Upper airway microbiomes covary with season and with seasonal trends in respiratory illnesses and asthma exacerbations. Seasonally adjusted analyses reveal specific bacteria-host interactions that significantly increase risk of asthma exacerbation in these children.
儿童哮喘患者的呼吸道疾病和病情恶化存在季节性变化,这一点已有充分描述,不过上呼吸道微生物是否在这些事件中发挥特定于季节的作用尚不清楚。

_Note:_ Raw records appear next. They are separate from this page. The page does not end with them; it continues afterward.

PR #3237, opened 2023-06-29
Fix reset color

lanzhenw:

- Bugfix: `reset` button failed to set `can view` permission user setting back to dataset app_config setting on TEAMS. 
- Previously x-direction scroller shows up unnecessarily on color modal. 

(Details)

        notes for FiftyOne users.

-   [ ] Other

### DIFF
--- a/app/packages/core/src/components/ColorModal/ColorFooter.tsx
+++ b/app/packages/core/src/components/ColorModal/ColorFooter.tsx
@@ -38,6 +38,11 @@ const ColorFooter: React.FC = () => {
     return true;
   }, [savedSettings]);
 
+  // set to be true only for teams
+  const isTeams = useRecoilValue(fos.compactLayout);
+  const datasetDefault =
+    useRecoilValue(fos.datasetAppConfig)?.colorScheme ?? null;
+
   if (!activeColorModalField) return null;
 
   return (
@@ -47,7 +52,7 @@ const ColorFooter: React.FC = () => {
           text={"Reset"}
           title={`Clear session settings and revert to default settings`}
           onClick={() => {
-            setColorScheme(false, null);
+            setColorScheme(false, isTeams ? datasetDefault : null);
             setReset((prev) => prev + 1);
           }}
           style={BUTTON_STYLE}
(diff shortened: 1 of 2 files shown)


app/packages/core/src/components/ColorModal/ColorFooter.tsx
```diff
@@ -38,6 +38,11 @@ const ColorFooter: React.FC = () => {
     return true;
   }, [savedSettings]);
 
+  // set to be true only for teams
+  const isTeams = useRecoilValue(fos.compactLayout);
```
benjaminpkane, line 42: This is logic/naming something we should avoid. `compactLayout` means `isTeams` by coincidence only

app/packages/core/src/components/ColorModal/ColorFooter.tsx
```diff
@@ -47,7 +52,7 @@ const ColorFooter: React.FC = () => {
           text={"Reset"}
           title={`Clear session settings and revert to default settings`}
           onClick={() => {
-            setColorScheme(false, null);
+            setColorScheme(false, isTeams ? datasetDefault : null);
```
benjaminpkane, line 55: I'm not sure I understand the behavior here. Reset means two different things based on the context? How does a Teams user nullify a dataset default? Ideally we add a `selector` that resolves to the reset value (resolution should be opaque/decoupled)

benjaminpkane (approved):
LGTM for the release

app/packages/core/src/components/ColorModal/ColorFooter.tsx
lanzhenw: Reset always means reset to dataset default (if there is one). We have something else to clear dataset default setting. 

By setting colorScheme to `null`, OSS will load dataset default or color pool from `fo.app_config` or `session.config` from the session. But teams can't update through the session. Therefore, I am pointing the setting to datasetDefault here for TEAMS.

benjaminpkane: Ok. In my routing work, the color scheme will update through a `session` regardless of what the means to the context (Teams, OSS, or a hypothetical). I'm just advocating that this doesn't leak into OSS and component logic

我们假设鼻微生物群落组成具有季节性动态变化,且微生物与宿主的离散相互作用以特定于季节的方式改变哮喘恶化的风险。
在所有季节中,患有易发生恶化的哮喘的儿童在呼吸道健康期(基线;n=181 个样本)或首次出现呼吸道疾病时(n=97 个样本)反复采集鼻样本,进行细菌(16S 核糖体 RNA 基因)和真菌(内部转录间隔区 2)生物标志物测序。通过多重 PCR 进行病毒检测。检查配对的鼻转录组数据以确定季节性动态变化并进行综合分析。
上呼吸道细菌和真菌微生物群以及鼻病毒检测显示出明显的季节性动态变化。在季节调整分析中,基线和呼吸道疾病微生物群的变化均与随后的恶化有关。具体而言,在秋季,呼吸道疾病和恶化事件最为频繁时,呼吸道疾病中病毒阳性且进展为恶化的样本中,莫拉菌属和嗜血菌属的多个成员增多。2 个不同的细菌网络的丰度,通常由链球菌或葡萄球菌组成,与与恶化相关的 SMAD3 鼻上皮转录模块呈相反的相互作用,显著增加随后恶化的几率(比值比=14.7,95%置信区间=1.50-144,P=0.02;比值比=39.17,95%置信区间=2.44-626,P=0.008)。
上呼吸道微生物组与季节以及呼吸道疾病和哮喘恶化的季节性趋势相关。季节调整分析显示,特定的细菌-宿主相互作用显著增加了这些儿童哮喘恶化的风险。